▶ **ASSIGNED TASK**: The word "behavior" may appear in lines of the data; say how many such lines there are, with nothing beyond the number.

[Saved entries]
————

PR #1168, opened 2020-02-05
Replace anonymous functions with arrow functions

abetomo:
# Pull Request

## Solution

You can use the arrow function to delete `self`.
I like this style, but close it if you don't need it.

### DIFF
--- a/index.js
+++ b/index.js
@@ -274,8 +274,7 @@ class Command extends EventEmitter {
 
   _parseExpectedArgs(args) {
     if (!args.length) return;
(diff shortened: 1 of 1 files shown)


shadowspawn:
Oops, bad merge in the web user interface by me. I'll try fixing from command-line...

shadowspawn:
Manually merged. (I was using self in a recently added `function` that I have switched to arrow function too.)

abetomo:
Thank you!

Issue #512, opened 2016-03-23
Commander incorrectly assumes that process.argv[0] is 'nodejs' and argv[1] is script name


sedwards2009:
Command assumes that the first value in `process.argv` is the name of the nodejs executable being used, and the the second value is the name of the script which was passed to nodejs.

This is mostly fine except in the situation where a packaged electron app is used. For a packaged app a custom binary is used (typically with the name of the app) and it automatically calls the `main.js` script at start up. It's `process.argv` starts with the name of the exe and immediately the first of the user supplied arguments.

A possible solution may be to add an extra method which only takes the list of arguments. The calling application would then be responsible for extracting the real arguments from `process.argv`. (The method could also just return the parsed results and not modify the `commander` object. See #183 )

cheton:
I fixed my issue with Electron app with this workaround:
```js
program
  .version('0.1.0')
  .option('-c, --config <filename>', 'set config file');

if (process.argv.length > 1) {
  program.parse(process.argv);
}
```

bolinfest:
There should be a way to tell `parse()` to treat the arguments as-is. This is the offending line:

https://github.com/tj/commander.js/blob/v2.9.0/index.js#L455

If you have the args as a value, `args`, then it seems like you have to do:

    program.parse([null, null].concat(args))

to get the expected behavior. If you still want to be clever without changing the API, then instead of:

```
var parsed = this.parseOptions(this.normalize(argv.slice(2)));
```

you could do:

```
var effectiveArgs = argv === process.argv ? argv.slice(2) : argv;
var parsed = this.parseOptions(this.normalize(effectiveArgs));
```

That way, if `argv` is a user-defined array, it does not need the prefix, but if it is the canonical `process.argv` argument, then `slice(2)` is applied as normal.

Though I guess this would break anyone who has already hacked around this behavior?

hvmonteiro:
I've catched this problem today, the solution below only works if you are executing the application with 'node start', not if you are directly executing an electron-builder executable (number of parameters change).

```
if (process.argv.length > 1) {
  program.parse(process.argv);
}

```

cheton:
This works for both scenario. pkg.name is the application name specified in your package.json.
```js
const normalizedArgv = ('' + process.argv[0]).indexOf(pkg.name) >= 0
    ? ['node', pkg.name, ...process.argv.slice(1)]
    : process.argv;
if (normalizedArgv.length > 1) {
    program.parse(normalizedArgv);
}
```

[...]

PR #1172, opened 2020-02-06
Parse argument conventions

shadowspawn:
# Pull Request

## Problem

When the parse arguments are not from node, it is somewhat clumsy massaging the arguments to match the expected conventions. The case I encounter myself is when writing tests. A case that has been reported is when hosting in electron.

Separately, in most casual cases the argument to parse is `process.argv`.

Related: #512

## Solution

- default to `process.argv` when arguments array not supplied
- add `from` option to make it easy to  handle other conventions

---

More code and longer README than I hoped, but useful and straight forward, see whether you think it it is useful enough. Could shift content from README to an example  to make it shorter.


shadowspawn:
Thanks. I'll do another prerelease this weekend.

————

▶ **WRITTEN RESPONSE**: 2